PR #5, opened 2017-02-24
Add extensionpoint to sharedialogview

felixheidecke:
Write method overriding extension

### DIFF
--- a/appinfo/app.php
+++ b/appinfo/app.php
@@ -45,6 +45,8 @@ if (in_array('contact', $conditions)) {
 \OCP\Util::connectHook('OC_Filesystem', 'preSetup', '\OCA\Guests\Hooks', 'preSetup');
 
 // --- register js for user management------------------------------------------
+\OCP\Util::addScript('guests', 'app');
+
 $user = \OC::$server->getUserSession()->getUser();
 if ($user) {
     // if the whitelist is used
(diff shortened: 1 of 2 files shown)


PVince81:
Works for me, I put this line:
```js
OC.Plugins.register('OCA.Share.foo');
```

at the end of ShareDialogView.initialize().

A breakpoint inside https://github.com/owncloud/guests/pull/5/files#diff-41d794d24ff042b1f9ac211fc3f9f951R4 properly stops when I type something in the autocomplete dialog.

The problem you probably have is that `this` is not defined the same.
You need to use `obj` instead.
Or define an outside variable `var self = obj;` before line 3 here https://github.com/owncloud/guests/pull/5/files#diff-41d794d24ff042b1f9ac211fc3f9f951R3.

PVince81:
ah, or replace `var view = this;` with `var view = obj;` here https://github.com/owncloud/guests/pull/5/files#diff-41d794d24ff042b1f9ac211fc3f9f951R4

And `this.$el.` with `view.$el.`

PVince81:
Or an even more advanced technique, add this at the end of `attach`:

```js
_.bind(obj.autocompleteHandler, obj);
```

This will make sure that `this` is actually `obj` when used inside your `autocompleteHandler`.

felixheidecke:
@PVince81 **thx!** I didn't realize that `this` wouldn't refer to the current object :sweat_smile:

> Works for me, I put this line:
> OC.Plugins.register('OCA.Share.foo');
> at the end of ShareDialogView.initialize().

I think you forgot to pass `this` in the register method, otherwise, there will be nothing to extend :clap:

PR #44, opened 2017-03-30
Starting integration tests for guests app.

SergioBertolinSG:


SergioBertolinSG:
Next thing to add is the deletion of all guest users created during the tests. This includes a function to delete an specific guest user. This could require a function to get the id of the guest  if it cannot be deleted by any of the parameters used to create it. Also a function to get all the guests in the system.

SergioBertolinSG:
Requires this PR to merged in core to work. 
https://github.com/owncloud/core/pull/27618

Makefile
```diff
@@ -0,0 +1,55 @@
...
+clean_rules=
+js_rules=
+help_rules=help-base
+
+tools_path=$(shell pwd)/tools
+
+.PHONY: all
+all: help-hint dist
+
+include rules/deps.mk
```
PVince81: you are missing all these other files.

If all you wanted to do is run the tests from travis then I suggest to simply add the "run.sh" command directly in travis.

SergioBertolinSG: Yes, better and add the makefile and other stuff when building and unit tests are made.

PR #49, opened 2017-04-05
Retreive email trough interface instead of directly from db

IljaN:
The guest app mailer used to retreive the users email address directly from oc_preferences. With the changes to account table this doesn`t work anymore. 

This pr modifies the code to use IUserManager instead of accessing the db directly.


PVince81:
:+1: that's the correct way

Issue #60, opened 2017-04-12
Can't share to guest as non-admin


PVince81:
### Steps

1. Login as non-admin
1. Type in a name "test" in the share dialog
1. Type in email address
1. Click Save

```
{"reqId":"KwcNsXkdn00iEWDbQNte","level":0,"time":"2017-04-12T13:12:47+00:00","remoteAddr":"127.0.0.1","user":"user1","app":"no app in context","method":"PUT","url":"\/owncloud\/index.php\/apps\/guests\/users","message":"Logged in user must be an admin"}
```

The endpoint is likely missing the `@NoAdminRequired` annotation

@IljaN @SergioBertolinSG

IljaN:
Tested

PR #61, opened 2017-04-12
Can`t share to guest as non admin #60

IljaN:


IljaN:
Manually tested -> works

Issue #55, opened 2017-04-10
Wrong default permissions


PVince81:
### Steps

1. Share a folder "test" with guest: type in a name "someone" to create a guest share
1. In the popup type email address and save
1. Receive email and set password
1. Login as "someone"
1. Enter folder "test": no permission to write, but "Rename" is visible
1. Log out
1. Login as the sharer
1. Check permissions: checkbox says "can edit"
1. Uncheck then check again the permission "can edit"
1. Login as "someone"
1. Enter folder "test": permissions are correct now

### Expected result
Permissions are correct in the first go.

### Actual result
The UI says the perms are "can edit" but actually it's a different perm.

Setting to critical because this is a bad first experience for a user even though there is a workaround. It makes it feel like the app is broken.

@IljaN please fix

cc @SergioBertolinSG

PVince81:
Still happening for me on master (pulled both core master and guests).

After the first share I see the permissions being "3" in the database, this looks wrong:
```
+----+------------+---------------+-----------+---------------+--------+-----------+-------------+-------------+-------------+-------------+-------------+------------+----------+------------+-------+-----------+------------+
| id | share_type | share_with    | uid_owner | uid_initiator | parent | item_type | item_source | item_target | file_source | file_target | permissions | stime      | accepted | expiration | token | mail_send | share_name |
+----+------------+---------------+-----------+---------------+--------+-----------+-------------+-------------+-------------+-------------+-------------+------------+----------+------------+-------+-----------+------------+
|  1 |          0 | vincent_petry | admin     | admin         |   NULL | folder    | 14          | NULL        |          14 | /test       |           3 | 1492023567 |        0 | NULL       | NULL  |         0 | NULL       |
+----+------------+---------------+-----------+---------------+--------+-----------+-------------+-------------+-------------+-------------+-------------+------------+----------+------------+-------+-----------+------------+
```

If I uncheck the checkbox the permissions in DB become 1.

Then when I tick it again it becomes 15, which is correct.

So the bug is that for some reason the initial permissions is 3.

IljaN:
So just to clarify again these are my initial permissions without touching anything:
![perms](https://cloud.githubusercontent.com/assets/246983/24996298/9cf018e2-2032-11e7-8290-b4ab3d179265.png)

On your side rename is missing despite "Can Edit" beeing checked?

PVince81:
No, the bug is that I can't upload into that folder even though "can edit" is checked.

[...]

PR #66, opened 2017-04-13
Inconsistent default permission 

IljaN:
#55

### DIFF
--- a/js/app.js
+++ b/js/app.js
@@ -115,7 +115,7 @@ $(document).ready(function () {
 				var attributes = {
 					shareType: 0,
 					shareWith: this.guest.username,
-					permissions: 3,
+					permissions: 15,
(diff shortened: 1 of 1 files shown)


IljaN:
Tested

js/app.js
```diff
@@ -115,7 +115,7 @@ $(document).ready(function () {
 				var attributes = {
 					shareType: 0,
 					shareWith: this.guest.username,
-					permissions: 3,
+					permissions: 15,
```
PVince81: use the constants would be better: OC.PERMISSION_READ | OC.PERMISSION_UPDATE | ... for better readability

IljaN: Oh Okay, didn`t know that they are also available in the frontend....

PR #78, opened 2017-04-26
Add build process for FE code

felixheidecke:
Frontend code needs to be build using **npm** and **webpack**.
[See the Wiki](https://github.com/owncloud/guests/wiki/Frontend-development#building) on how to do that.


PVince81:
Now add a makefile with `make dist` that copies the relevant stuff to "build" like the market app does.
And `make debug` that runs `npm run dev`

PR #85, opened 2017-05-18
Use user id instead of user object in mail status

PVince81:
Prevents warnings in log

- [x] TEST: creating guest user still works (email, set password)
- [x] TEST: share to existing email does not show warning any more (requires and observed in https://github.com/owncloud/core/pull/27906)

@IljaN please review


IljaN:
@PVince81 thxx

PR #98, opened 2017-06-15
Mail already used for other guest user

davitol:
Add integration test mail already used for other guest user

### DIFF
--- a/tests/integration/guests_features/Guests.feature
+++ b/tests/integration/guests_features/Guests.feature
@@ -56,8 +56,8 @@ Scenario: A created guest user can log in
 
 Scenario: Trying to create a guest user that already exists
 	Given As an "admin"
-	When user "admin" creates guest user "guest" with email "guest@example.com"
+	And user "admin" creates guest user "guest" with email "guest@example.com"
 	And the HTTP status code should be "201"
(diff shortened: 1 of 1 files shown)


tests/integration/guests_features/Guests.feature
```diff
@@ -53,3 +53,11 @@ Scenario: Check that skeleton is properly set
 	Then the HTTP status code should be "200"
 	And user "guest_example_com" should see following elements
 		| /textfile1.txt |
+
+Scenario: Trying to create a guest user that already exists
+	Given As an "admin"
+	When user "admin" creates guest user "guest" with email "guest@example.com"
+	And the HTTP status code should be "201"
+	And check that user "guest" is a guest
+	And user "admin" creates guest user "guest" with email "guest@example.com"
```
SergioBertolinSG: This step is the 'When'.

SergioBertolinSG:
The title here doesn't correspond to the test, as it has the same user name also. Not just the same email address.

davitol:
> The title here doesn't correspond to the test, as it has the same user name also. Not just the same email address.

The username is created through the mail

screen shot 2017-06-15 at 15 00 31

PR #99, opened 2017-06-19
guest user uploads and reshares

davitol:
Integration test for upload and reshare


davitol:
Close in favour of https://github.com/owncloud/guests/pull/103

Issue #125, opened 2017-07-21
Cannot save the changes of the whitelist features for guest pressing enter key


davitol:
As in other browsers, it should be possible to save the changes of the whitelist features for guest pressing the enter key. For IE11 the way to save the changes is clicking away from the textbox.

@pmaier1 @cortho FYI

pmaier1:
Yes, good point!

cortho:
PR: https://github.com/owncloud/guests/pull/127

cortho:
fixed with #127

davitol:
Tested and works

Issue #112, opened 2017-07-18
It is possible to erase core app from guests whitelist


davitol:
![screen shot 2017-07-18 at 17 03 28](https://user-images.githubusercontent.com/10596560/28324398-89747340-6bdb-11e7-904e-6380bcefcb65.png)

Editing this line it is possible to delete core app that will make nonsense to have guest users only for get this screen, and cannot deploy no further action.

![screen shot 2017-07-18 at 16 46 44](https://user-images.githubusercontent.com/10596560/28324543-f927a5cc-6bdb-11e7-8610-3ca175726432.png)

@cortho

davitol:
Also if we delete the first comma of the list, or if we add an app name at the beggining, the guests account are no longer available

cortho:
Most probably we should move the comma and core to the backend and have the whitelist only display apps, which actually can be removed.

We'll need this anyway, when we want to implement https://github.com/owncloud/guests/issues/106

pmaier1:
Valid points!

cortho:
PR: https://github.com/owncloud/guests/pull/127

cortho:
fixed with #127

PR #127, opened 2017-07-27
Whitelist: move "," and core to backend, have enter key working

cortho:
* comma and core are moved to the backend and not visible in the settings any more https://github.com/owncloud/guests/issues/125
* accept enter key to save group and whitelist https://github.com/owncloud/guests/issues/112
* removed getWhitelist from settingscontroller and routes as it was not in use

### DIFF
--- a/README.md
+++ b/README.md
@@ -1,13 +1,13 @@
 guests 
 =======
 
-Create a guest user by typing his name in to the sharing dialog. The guest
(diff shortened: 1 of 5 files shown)


cortho:
I found out that files is essential for a _core whitelist_. Did i miss another app which should/can never be disabled?

pmaier1:
@PVince81 ^

felixboehm:
👍

PR #119, opened 2022-04-06
Add online tags to tests requiring internet connectivity

hamadise:


sebrandon1 (approved):
Should we also have an "Offline" label as well?

hamadise:
> Should we also have an "offline" label as well?

there's no need to add offline, online==!offline and we can actually supply !online to the suite.

edcdavid (approved):

PR #122, opened 2022-04-07
Add unit test for diagnostics package

sebrandon1:
Added some more unit test coverage for the `diagnostics` package.  I skipped all of the functions that require a `GetTestEnvironment()` object because at this time I'm not sure how to spoof the singleton.

Notable changes:
- Removed `getLscpu`, `getIPConfig`, and `getLsblk` functions in favor of `getHWJsonOutput`.  These functions were essentially the same thing and needed a single parameter passed into them.
- Utilized changes from #109`clientsHolder.Command` interface for mocking out the `execCommandContainer` function.
- BONUS: Added a test in the `provider` package for `ConvertArrayPods` function.

### DIFF
--- a/pkg/diagnostics/diagnostics.go
+++ b/pkg/diagnostics/diagnostics.go
@@ -96,7 +96,7 @@ func GetHwInfoAllNodes() (out map[string]NodeHwInfo) {
 		if err != nil {
 			logrus.Errorf("problem getting lsblk for node %s", debugPod.Spec.NodeName)
 		}
-		hw.Lspci, err = getLspci(debugPod, o)
+		hw.Lspci, err = getHWTextOutput(debugPod, o, lspciCommand)
 		if err != nil {
 			logrus.Errorf("problem getting lspci for node %s", debugPod.Spec.NodeName)
 		}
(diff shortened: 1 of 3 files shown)


pkg/diagnostics/diagnostics.go
```diff
@@ -148,7 +120,7 @@ func getLsblk(debugPod *v1.Pod, o *clientsholder.ClientsHolder) (out interface{}
 }
 
 // getLspci gets lspci in Json format for a given node
-func getLspci(debugPod *v1.Pod, o *clientsholder.ClientsHolder) (out []string, err error) {
+func getLspci(debugPod *v1.Pod, o clientsholder.Command) (out []string, err error) {
```
edcdavid, line 123: What about renaming getLspci to getHWTextOutput and passing the command to it to follow the pattern for  getHWJsonOutput ? This would be the way to store the output of any command that is not natively outputing Json.

edcdavid (approved):

pkg/diagnostics/diagnostics.go
sebrandon1: That works, I'll do that.

hamadise (approved):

REQUIREMENT
Starting with the first line of the entries, transcribe every line up to and including the one with "-45,6 +45,8 @@".

PROBLEM SOLUTION
PR #5, opened 2017-02-24
Add extensionpoint to sharedialogview

felixheidecke:
Write method overriding extension

### DIFF
--- a/appinfo/app.php
+++ b/appinfo/app.php
@@ -45,6 +45,8 @@ if (in_array('contact', $conditions)) {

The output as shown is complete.